REQUIRED WORK = Go through the listing below from its first line and repeat each line exactly, ending at the line containing "2. Create an" and including it.

━━━━━ DATASET EXTRACT ━━━━━

PR #2043, opened 2016-04-12
Feature/1975 org camp mem

### LINKED ISSUE #1974: Deleting Honoree Contact causes unexpected exception
Nulling out the Honoree Contact field on Opportunity causes an TDTM_Opportunity exception and prevents saving a record if error handling is turned off:

1. NPSP Settings-->System Tools-->Error Notifications-->Disable Error Handling checked.
2. Create an Opp with Honoree Contact set to point to a Contact, save the Opp record.
3. Edit the Opp to null out the Honoree Contact field.  Try to save.  Error that prevents the record from being saved:

Error:Apex trigger npsp.TDTM_Opportunity caused an unexpected exception, contact your administrator: npsp.TDTM_Opportunity: execution of BeforeUpdate caused by: System.NullPointerException: Attempt to de-reference a null object: (npsp)

If you uncheck "Disable Error Handling", then using the steps above, the record can be saved correctly.

### LINKED ISSUE #1975: If Contact's Account is Organization Account, Campaign Member functionality does not work
Even though our best practice model is that all Contacts have a Household Account and Organizations are through Affiliation, the Campaign Member functionality should still work regardless of Account Record Type (if not, we should explicitly say this in documentation).

Steps to reproduce:

1. Create Organization Account. Create Contact directly in that Account.
1. NPSP Settings set to defaults with Campaign Member functionality enabled
2. Add Contact to Campaign, Status = Sent
3. Create Opportunity from Contact, Associate to same Campaign
4. Result: Campaign Member Status remains at Sent instead of updating to Responded as expected

If Contact not already member of Campaign, they are not added.

njjc:
# Warning
# Info
# Issues
Fixes #1974 
Fixes #1975


njjc:
@dospromptman Ready for review.

First commit fixes #1974 and adds a test.
Second commit fixes #1975. The reason why this bug was happening is a bit complicated. OPP_OpportunityContactRoles_TDTM tries to keep the Opportunity.Primary_Contact__c field in sync with the primary Opportunity Contact Role. In some cases, such as the "New Opportunity" button on the contact's related list, an opportunity contact role is created behind the scenes after Before triggers and before After triggers, in a way we can't replicate in test code. That means the Primary Contact field isn't populated on Opportunity AfterInsert, and we have to use the contact value from the OpportunityContactRole in that case.

The fix doesn't include any test changes since there's no way for us to have an OCR exist in an Opportunity After Insert context.  Let me know if you want to meet to discuss this further.

src/classes/OPP_CampaignMember_TDTM.cls
```diff
@@ -96,34 +106,68 @@ public class OPP_CampaignMember_TDTM extends TDTM_Runnable {
...
+    /*******************************************************************************************************
+    * @description Adds a Contact Id, Campaign Id, and Status to our three Lists. If the opportunity has a
     * status it is used, otherwise a default is used based on if the opportunity is closed/won or not.
     * @param Opp The current opportunity.
-    * @return void This method adds to three lists and returns nothing.
+    * @return void This method adds to three Lists and returns nothing.
     ********************************************************************************************************/
     private void addOppMemberFields(Opportunity opp) {
-        if (opp.Primary_Contact__c == null || opp.CampaignId == null)
+        if (opp.CampaignId == null || opp.Primary_Contact__c == null) {
```
dospromptman: I can't figure out why swapping these would make a difference.  Are there some implications I'm missing, here?

dospromptman:
I mostly get it, but there is still some stuff I don't understand about the explanation for #1975.  Is there a BeforeInsert/BeforeUpdate trigger somewhere that populates Primary_Contact__c from related OpportunityContactRoles?  And thats why the OCR being created after BeforeInsert means that the Primary_Contact__c field is not populated on new Opportunities?

src/classes/OPP_CampaignMember_TDTM.cls
njjc: Ha, no, I was in process of changing that method but ended up reverting it backwards.

PR #2045, opened 2016-04-12
Update STG_PanelOppNamingBatch.page

### LINKED ISSUE #2044: Bulk Data Process - "Refresh Opportunity Names" has wrong header text.
The header text on the visual force page reads "Bulk Data Processes - Rollup Donations Batch"

image

mpusto:
# Warning
# Info
# Issues
Fixes #2044


dospromptman:
I tried 6 times to push this to an org to test the update visually in a browser, but ran into the Label Bug each time.  In this case, the normal workaround for the label bug, which is to manually edit the page and replace the label, is somewhat counter productive since the update to the label is the very thing I'm trying to verify.

I have reviewed the code and it looks good to me.  This should get looked at after packaging for beta, when it goes through QA.

PR #2046, opened 2016-04-12
Updated inline help labels

jvarese:
Changed Latest Start/End Date descriptions to distinguish these fields from the Seasonal Address fields, which also appear at the bottom of this same interface.


dospromptman:
Pushed to org and verified that the updated inline help text labels appear correctly on the Add Address from related list layout.

Interestingly, @jvarese, the string was added to the XML metadata with an unencoded apostrophe character, but Salesforce tolerated this just fine, even though when it generates these files it will replace apostrophes with HTML entities.  Presumably that means apostrophe characters are okay to edit directly into meta XML files, although this is only proven for inline help text on objects, not custom labels.

PR #2069, opened 2016-05-04
Feature/lex manage household

davidhabib:
@dospromptman This pull request is ready for review.  it includes support for Address Management in the Manage Household UI.  It is made up of one new component, HH_AddressMgr, that is hosted by the HH_Container component.  It provides the following:

- displays the current household address in a tile
- provides a button in this tile to change the household address
- a modal popup form that displays all addresses used by the household, contact, and address objects
- the user can choose one of these existing addresses, and choosing the save address button pushes it to all contacts and the household (in memory).
- the modal popup form also provides a section for entering a new address instead of selecting one of the current addresses.
- on Save of the page, the code just saves the address changes to the contacts and the household (object or account).
- our Address Management triggers do the magic work of creating an Address object (if address mgmt is enabled), and updating each contact's address lookup.
- the component honors the address override checkbox on a contact, and will leave their address alone if it is set.

other non-lightning changes:

- changes to address management code's dealing with state & country picklist maps to always store upper case labels to compare against.  this was so the user typing 'california' would match even though they did not capitalize the state or country correctly.

- removing the SLDS resource loading from the pageMessage component, so it doesn't interfere with the consumer's version of SLDS.

- updated the HH Account  page layout and Manage UI field set to use the Household Phone rather than standard phone field.

Unfortunately, gitHub says this pull request cannot be automatically merged, probably because both branches contains the new SLDS static resource.  I'm not sure how to work around that.  I'm hoping you know some git magic!


src/aura/HH_AddressMgr/HH_AddressMgr.cmp
```diff
@@ -0,0 +1,159 @@
...
+    
+    <!-- markup follows... -->
+    <div class="slds-grid slds-p-around--x-small">
+        <div class="slds-card slds-p-around--none">
+            <div class="slds-card__body slds-m-around--x-small slds-p-vertical--none" >
+                <!-- address -->
+                <aura:if isTrue="{!v.addrDefault != null}">
+                    <div class="slds-text-body--small" >
+                        <ui:outputText value="{!v.addrDefault.MailingStreet__c + 
+                        	(v.addrDefault.MailingStreet2__c != null ? '\r' + v.addrDefault.MailingStreet2__c : '')}" /><br/>
```
dospromptman: I almost never see `\r` used for breaking a line.  It is usually `\n` where a character is needed to break the line.

Presumably this works as is, here, but I'm curious as to why you used `\r` instead of `\n`?  Did `\n` not work?

src/aura/HH_AddressMgr/HH_AddressMgr.cmp
```diff
@@ -0,0 +1,159 @@
...
+                        <ui:outputText value="{!v.addrDefault.MailingCountry__c}" />                                     
+                    </div>
+                </aura:if>
+            </div> 
+            <div class="slds-card__footer">
+                <div class="slds-grid slds-grid--align-center">
+                    <ui:button class="slds-button slds-button--small slds-button--neutral" 
+                               aura:id="btnChangeAddress" 
+                               buttonTitle="Change address" 
+                               label="Change address"
```
dospromptman: Do we have or should we have a story to go back and update all strings to use custom labels in the manage household components?

Part of that task will be having to figure out how to deal with the namespace resolution issue with LC labels, unfortunately.

src/aura/HH_AddressMgr/HH_AddressMgr.cmp
```diff
@@ -0,0 +1,159 @@
...
+                            <h4 class="slds-section__title-action" onclick="{!c.toggleAddrSection}">
+                                <c:svg class="slds-button__icon"
+                                       xlinkHref="/resource/SLDS/1_0_3/assets/icons/utility-sprite/svg/symbols.svg#switch" />
+                                Enter a New Address
+                            </h4>
+                        </div>
+                        <div class="slds-section__content">                                                    
+                            <div class="slds-form--stacked">
+                                <div class="slds-form-element">
+                                    <label class="slds-form-element__label" for="inputSample2">Mailing Street</label>
```
dospromptman: You may want to remove the `for` attribute of the labels in this section, since they all refer to the same non-existent element.  Alternatively, add unique ids to the input elements and use those ids for these attributes.  This is non-breaking, so probably optional to change.

src/aura/HH_AddressMgr/HH_AddressMgr.css
```diff
@@ -0,0 +1,11 @@
+.THIS li.selected {
+    background-color: token(colorBackgroundRowSelected);
```
dospromptman: Can you help me understand this?  Default design tokens are in developer preview for Spring '16, yes?  Are they released in Summer '16?  Are you running in a GS0 org, or is the developer preview enabled for everyone?  The docs say the list of default tokens for the developer preview is subject to change, but this wouldn't be the first time we aimed at a moving target.

What considerations need to be made to use tokens in this feature?

src/aura/HH_AddressMgr/HH_AddressMgrController.js
```diff
@@ -0,0 +1,55 @@
...
+
+	saveChangeAddress : function(component, event, helper) {
+        helper.setDefaultAddress(component);
+        component.set('v.showChangeAddressPopup', false);
+	},
+
+	onPressAddrTile : function(component, event, helper) {
+        var iAddr = Number(event.currentTarget.getAttribute('data-iAddr'));
+        component.set('v.iAddrSelected', iAddr);
+        component.set('v.listAddr', component.get('v.listAddr'));
```
dospromptman: What does assigning the value of `v.listAddr` to `v.listAddr` accomplish?

src/aura/HH_AddressMgr/HH_AddressMgr.cmp
davidhabib: I couldn't remember what the character was and \r popped in my head, and it obviously worked!  I later put the correct \n in related helper code (another component).  I'll change this to \n.

src/aura/HH_AddressMgr/HH_AddressMgr.cmp
davidhabib: yes I already have that backlog item in place for next sprint.

src/aura/HH_AddressMgr/HH_AddressMgr.cmp
davidhabib: probably needed for screen readers?  obviously a copy paste from sample code I missed!  I'll update it.

src/aura/HH_AddressMgr/HH_AddressMgr.css
davidhabib: I'm in a dev org I've had for years.  not GS0.  can't tell what server because I've got custom domains enabled!  I needed a way to get the default selected item color, and tokens is where I found it.  since we are using our own static resource for SLDS, I think we are safe from changes, until we upgrade of course.

src/aura/HH_AddressMgr/HH_AddressMgrController.js
davidhabib: I needed it to redisplay the list of addresses so the one I just selected will get redrawn selected.  I didn't think just setting iAddrSelected would be enough to trigger the refresh.

davidhabib:
@dospromptman OK, I committed a few minor changes based on your feedback.  so it's good to merge once the build confirms.  How do we deal with the merge conflict issue with SLDS?  Do we need to back it out of the pull request (and how does one do that?)

dospromptman:
The weird thing is there didn't seem to be a merge conflict when I performed the merge on my local machine.  Not sure why Github thought there was a conflict...

PR #2073, opened 2016-05-06
Manage HH Delete Button perms

cdcarter:
Only render Manage HHA delete button if the users has the permissions to delete households.


davidhabib:
@cdcarter thanks for the fix, but we are currently working on replacing the entire Manage Household UI page with a Lightning Component based one, which won't include a delete button in its ui.   Delete can be performed from the standard Salesforce ui.

cdcarter:
No worries, I figured that work was in progress, but wanted to alert the issue so at least the bug wouldn't be propagated further. It came up in office hours today. Thanks for the status.

PR #2075, opened 2016-05-09
Replacing deprecated Limits calls

njjc:
Replacing calls to Limits.getFutureCalls() and Limits.getLimitFutureCalls() with Limits.getAsyncCalls() and Limits.getLimitAsyncCalls() respectively.


njjc:
@dospromptman this is passing build, should be good to merge now.

Issue #1679, opened 2015-08-11
Spanish translations need correction & updating


judisohn:
Hub thread: https://powerofus.force.com/0D58000002EHfgV

- Affiliation package almost all translated, missing new fields and a bug needs to be fixed
- Households is partially translated. 
- Recurring Donations is partially translated. 
- Contacts & Organizations is partially translated. Payment fields, payment related fields in opportunities and other opportunity fields are not translated. 
- Nonprofit Starter Pack is not translated (No translations for Batch, Addresses, Settings, etc)
- Relationship Package is not translated

In this document you will see the fields that are missing for the first packages (and the Bug I mention in the Affiliation package)
https://docs.google.com/spreadsheets/d/1gbeRyUF1xFLwmdg3l1PAN-hfL37CoX2dmpEgZ9uCMV4/edit?usp=sharing

judisohn:
**lurch: add

judisohn:
**lurch: add

LurchTheButler:
Tracking <a href="https://foundation.my.salesforce.com/a2x800000001fgvAAA" target="_blank">W-008201</a>

mrbelvedere:
Included in production release version 3.73

PR #2076, opened 2016-05-10
Spanish translation import

dospromptman:
Filtered translations from file `Bilingual_es_2016-04-14 0147.stf` and imported translations specific to NPSP namespace.

# Contribution Info

These translations were contributed and reviewed by a group of volunteer translators, including Laura Diaz, Elena Inurrategui, Rosario Gonzalez Moron, Raúl González García, Mariana Mazzeo, and María Florencia Salvador . ¡Gracias a todos!

# Critical Changes

# Changes

Spanish translations have been added to NPSP package.

# Fixes
[Issue 1679](https://github.com/SalesforceFoundation/Cumulus/issues/1679)

### DIFF
--- a/src/objectTranslations/DataImport__c-es.objectTranslation
+++ b/src/objectTranslations/DataImport__c-es.objectTranslation
@@ -18,42 +18,34 @@
         <relationshipLabel>NPSP Data Imports (Cuenta1 Importada)</relationshipLabel>
     </fields>
     <fields>
-        <help>Cuenta1.BillingCity</help>
         <label>Cuenta1 Ciudad</label>
         <name>Account1_City__c</name>
     </fields>
     <fields>
-        <help>Cuenta1.BillingCountry</help>
         <label>Cuenta1 País</label>
         <name>Account1_Country__c</name>
     </fields>
     <fields>
-        <help>Cuenta1.Name</help>
         <label>Cuenta1 Nombre</label>
         <name>Account1_Name__c</name>
     </fields>
     <fields>
-        <help>Cuenta1.Phone</help>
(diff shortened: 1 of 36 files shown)


src/objectTranslations/DataImport__c-es.objectTranslation
```diff
@@ -0,0 +1,543 @@
...
+        <label>Cuenta1 Estado de importación</label>
+        <name>Account1ImportStatus__c</name>
+    </fields>
+    <fields>
+        <label>Cuenta1 Importada</label>
+        <name>Account1Imported__c</name>
+        <relationshipLabel>NPSP Data Imports (Cuenta1 Importada)</relationshipLabel>
+    </fields>
+    <fields>
+        <help>Cuenta1.BillingCity</help>
```
davidhabib: these translations of the help text will break the NPSP data importer.  the help text is used to specify which object and field the import should map to.  So Cuenta1 needs to stay as Account1.  the easiest fix is to just strip out all help text entries for this translation file.

dospromptman: Great catch!

I have removed the translated help text from fields where the help text was a field name.

There are other translations for fields where I think it might be valuable to include the translated help text, though.  I kept some of the translated help strings in this file.  Can you look it over again and let me know if any of those would affect the data import process?

For reference, the fields where there is translated help text are:
* `ApexJobId__c`
* `Donation_Donor__c`
* `Donation_Record_Type_Name__c`
* `FailureInformation__c`
* `ImportedDate__c`
* `Status__c`

PR #2078, opened 2016-05-10
Feature/lex manage household

davidhabib:
this includes 

- minor changes to make the HH_ManageHH page shareable by both Account and Household objects.

- conversion of all hardcoded strings to use custom labels


davidhabib:
@jlantz @dospromptman @njjc Why is this pull request showing diffs for all of the label work that Nic checked in today.  Since pushes to dev the push back into all feature branches, shouldn't this diff between two feature branches not show those items?

davidhabib:
@jlantz also, how do we make a build for this, or is that not supported?

davidhabib:
@dospromptman While I find the idea of doing our own value provider intriguing, given its lack of documentation, I'm wary of investing too much time trying to get this to work at this time.  So I'd like to move forward with my simple hack for now.  Thus this pull request is ready for review and merge.  thanks.

davidhabib:
@dospromptman please review and merge today.  i have additional features I want to submit, but I want to wait for this branch to get merged first before adding to it.  thanks.

src/aura/HH_Container/HH_ContainerHelper.js
```diff
@@ -339,6 +339,20 @@
...
         }
         component.set('v.listCon', listCon);
-    }
-    
+    },
+
+    /*******************************************************************************************************
+	* @description fixup custom labels exposed thru $Label, so the ones from the wrong namespace are null.
+    */
+    fixupCustomLabels : function(component) {
```
dospromptman: Can you some comments inside the method explaining what this is doing?  What is the expected structure of the return value of `$A.get('$Label')`?  What is the `startsWith()` check for?

src/classes/HH_Container_LCTRL.cls
```diff
@@ -37,6 +37,28 @@
 public class HH_Container_LCTRL {
     
     /*******************************************************************************************************
+    * @description trick the packaging spider to pickup references to custom labels only used by our
+    * lightning components.
+    */
+    public static void packageLabels() {
```
dospromptman: This looks like it only references labels that you created anew for this work?  Do you think it should contain references to ALL labels that you use?

The reason it might be better to do that is there is no guarantee that those labels are or will always be referenced elsewhere.  Other completely unrelated code could change or be removed and that would break this.

src/classes/HH_ManageHH_CTRL.cls
```diff
@@ -37,18 +37,72 @@
...
+    * @description ActionMethod to save the Household and close the page.
+    * @return PageReference the original calling page's URL.
     */
-    public HH_ManageHH_CTRL(ApexPages.StandardController controller) {
-        hh = controller.getRecord();        
-        hhId = hh.Id;
-    }    
+    public PageReference save() {
+        update hh;
+        return new PageReference(retURL);
```
dospromptman: I have had code like this flagged by Security Review, before.  I don't really know how the exploit works, but the general guidance given is to add code that forces or guarantees that the URL is a relative URL, or (even better) that the URL is on a known white list of safe URLs.

Supposedly parameter named 'retURL' is supposed to be filtered by Salesforce, but advice is not to rely on this.

https://developer.salesforce.com/page/Secure_Coding_Arbitrary_Redirect
http://salesforce.stackexchange.com/questions/51946/should-i-use-this-solution-to-remove-open-redirect-vulnerability-on-cancel

src/pages/HH_ManageHousehold.page
```diff
@@ -1,180 +1,5 @@
...
-<apex:inputField value="{!hhO.npo02__MailingPostalCode__c}" styleClass="gwHidden sfField sfField-MailingPostalCode__c" />
-<apex:inputField value="{!hhO.npo02__MailingCountry__c}" styleClass="gwHidden sfField sfField-MailingCountry__c" />
-
-<apex:pageBlock id="hhDetails" rendered="{!hhO.id!=null}" title="{!$Label.npo02__HouseholdDetails}">
-
-<apex:pageBlockSection columns="2">
-
+<apex:page standardController="npo02__Household__c" extensions="HH_ManageHH_CTRL" title="{!$Label.npo02__ManageHousehold}" standardStylesheets="false" showHeader="true" docType="html-5.0"  >
+        
+	<apex:include pageName="HH_ManageHH"/>
```
dospromptman: What is the difference between the `HH_ManageHH` and `HH_ManageHousehold` pages?  Where is one used vs the other, etc?

dospromptman:
Ok, we should revisit the label hack sooner rather than later, though.  Hopefully they fix the issue soon and we won't need our own workaround anymore.

dospromptman:
All the other cruft in this PR makes it really hard to figure out what to review.  I looked at everything, but skipped things that looked unrelated. Hopefully I didn't miss anything.

src/classes/HH_Container_LCTRL.cls
davidhabib: I only include those labels that reside in the npsp package.  the other labels are in the npo02 package, and including them here will do nothing, since they don't live in our npsp package.

dospromptman: Yes, but this list does not contain even every NPSP label you reference.  For example, `stgBtnCancel` or `bdiBtnClose`.  It also contains references to labels you don't use, like `lblStreet` (you use a label just called `Street`).

src/pages/HH_ManageHousehold.page
davidhabib: HH_ManageHH is the new visualforce page that wraps the lightning component.
HH_ManageHousehold is the old page for use with Household Objects.  It can now be just a wrapper to the shared HH_ManageHH page.
HH_ManageHHAccount is the old page for use with Household Accounts.  It will also become a wrapper over HH_ManageHH, but I am not ready to replace it yet since I still want to bring up the old ui for testing.

dospromptman: So `HH_ManageHH` is intended to be included from those two pages eventually, but right now it is only included from `HH_ManageHousehold`.  Is that accurate?

davidhabib: yes


src/aura/HH_Container/HH_ContainerHelper.js
davidhabib: done

src/classes/HH_Container_LCTRL.cls
davidhabib: ok, i added the missing other references to npsp labels.  not sure why thought I wasn't using lblStreet, which i see still used.  I didn't encounter any markup to $Label.c.Street.

src/classes/HH_ManageHH_CTRL.cls
davidhabib: I changed it to just make the page reference from '/' + hhId, which achieves what I need and avoids this security issue.

davidhabib:
@dospromptman  OK, I've checked in the changes from the code review.  I don't understand why gitHub is showing diffs with work from other accepted pull requests that are in both branches (spanish localization, etc).  Anyways, hopefully you are able to merge this.  thanks.

src/classes/HH_Container_LCTRL.cls
dospromptman: https://github.com/SalesforceFoundation/Cumulus/pull/2078/files/afb6a9f7ab92cbcce58c8259500251e8f36e8dda#diff-06ad8a1650536fafd5d1c9efc19c965bR105 refers to `$Label.c.Street` and `$Label.npsp.Street`.  Other labels in this section refer to similarly named labels.  Maybe this were supposed to be `$Label.npsp.lblStreet`, etc.?

davidhabib: I think you are looking at an intermediary diff.  the pull request is using lblStreet, lblCity, etc.  just search in this pull request to confirm.

dospromptman: I'm looking at the diff that appears when I click the 'Files Changed' tab at the top of this pull request. What the heck??  I wonder how much of what I reviewed is out of date, then...

Why is the diff on the PR so messed up?

dospromptman: I'm going to pull this branch down and review the diff on my local machine.  Will merge after I re-review.

dospromptman:
Git was, once again, reporting that there were merge conflicts when none existed.  Something is really up with this PR....

I merged it locally.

━━━━━

SOLUTION FOR THIS PROBLEM =
PR #2043, opened 2016-04-12
Feature/1975 org camp mem

### LINKED ISSUE #1974: Deleting Honoree Contact causes unexpected exception
Nulling out the Honoree Contact field on Opportunity causes an TDTM_Opportunity exception and prevents saving a record if error handling is turned off:

1. NPSP Settings-->System Tools-->Error Notifications-->Disable Error Handling checked.
2. Create an Opp with Honoree Contact set to point to a Contact, save the Opp record.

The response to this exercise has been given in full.